_TASK INSTRUCTIONS_. From the entries below, copy each line in which the word "another" occurs.

───── RECORDS FOR THE TASK ─────

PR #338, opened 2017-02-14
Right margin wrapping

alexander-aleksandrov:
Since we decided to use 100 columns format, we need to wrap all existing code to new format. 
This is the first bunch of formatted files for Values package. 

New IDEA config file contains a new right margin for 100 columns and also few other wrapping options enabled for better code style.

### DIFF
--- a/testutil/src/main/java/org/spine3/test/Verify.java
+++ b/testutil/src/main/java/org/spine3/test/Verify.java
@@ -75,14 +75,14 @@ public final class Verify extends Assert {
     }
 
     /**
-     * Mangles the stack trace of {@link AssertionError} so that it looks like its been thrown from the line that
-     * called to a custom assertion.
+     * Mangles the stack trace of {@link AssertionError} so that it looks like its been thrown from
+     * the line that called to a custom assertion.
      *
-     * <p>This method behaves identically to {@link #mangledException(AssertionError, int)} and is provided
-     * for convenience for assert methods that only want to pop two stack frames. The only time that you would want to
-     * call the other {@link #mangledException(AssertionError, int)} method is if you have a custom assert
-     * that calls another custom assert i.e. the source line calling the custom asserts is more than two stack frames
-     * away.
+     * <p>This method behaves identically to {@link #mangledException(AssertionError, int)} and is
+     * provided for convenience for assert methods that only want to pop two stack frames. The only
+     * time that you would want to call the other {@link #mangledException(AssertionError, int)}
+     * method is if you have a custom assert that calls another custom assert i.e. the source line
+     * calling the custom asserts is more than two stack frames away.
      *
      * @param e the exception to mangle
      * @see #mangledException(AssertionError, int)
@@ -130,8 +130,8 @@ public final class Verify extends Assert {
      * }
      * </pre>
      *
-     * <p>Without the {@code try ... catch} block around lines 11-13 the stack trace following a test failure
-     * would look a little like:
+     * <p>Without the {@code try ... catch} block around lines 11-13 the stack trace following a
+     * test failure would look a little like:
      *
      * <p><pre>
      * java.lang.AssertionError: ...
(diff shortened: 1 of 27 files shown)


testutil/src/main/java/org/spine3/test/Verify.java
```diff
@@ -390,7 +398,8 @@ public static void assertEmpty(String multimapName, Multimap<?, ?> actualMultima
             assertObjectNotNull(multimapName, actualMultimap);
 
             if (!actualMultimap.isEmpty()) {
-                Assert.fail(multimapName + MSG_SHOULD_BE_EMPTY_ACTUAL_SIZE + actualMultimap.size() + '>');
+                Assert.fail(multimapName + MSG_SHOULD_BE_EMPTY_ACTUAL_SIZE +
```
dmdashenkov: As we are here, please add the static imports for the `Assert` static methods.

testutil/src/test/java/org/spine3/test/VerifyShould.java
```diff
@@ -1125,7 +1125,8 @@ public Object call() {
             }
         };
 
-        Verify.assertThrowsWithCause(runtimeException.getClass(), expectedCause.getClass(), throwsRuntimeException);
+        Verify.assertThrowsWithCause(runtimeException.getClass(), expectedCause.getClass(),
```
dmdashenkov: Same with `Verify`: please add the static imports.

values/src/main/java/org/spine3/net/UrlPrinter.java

─────

_SOLUTION TO THE PROBLEM_.
-     * that calls another custom assert i.e. the source line calling the custom asserts is more than two stack frames
+     * method is if you have a custom assert that calls another custom assert i.e. the source line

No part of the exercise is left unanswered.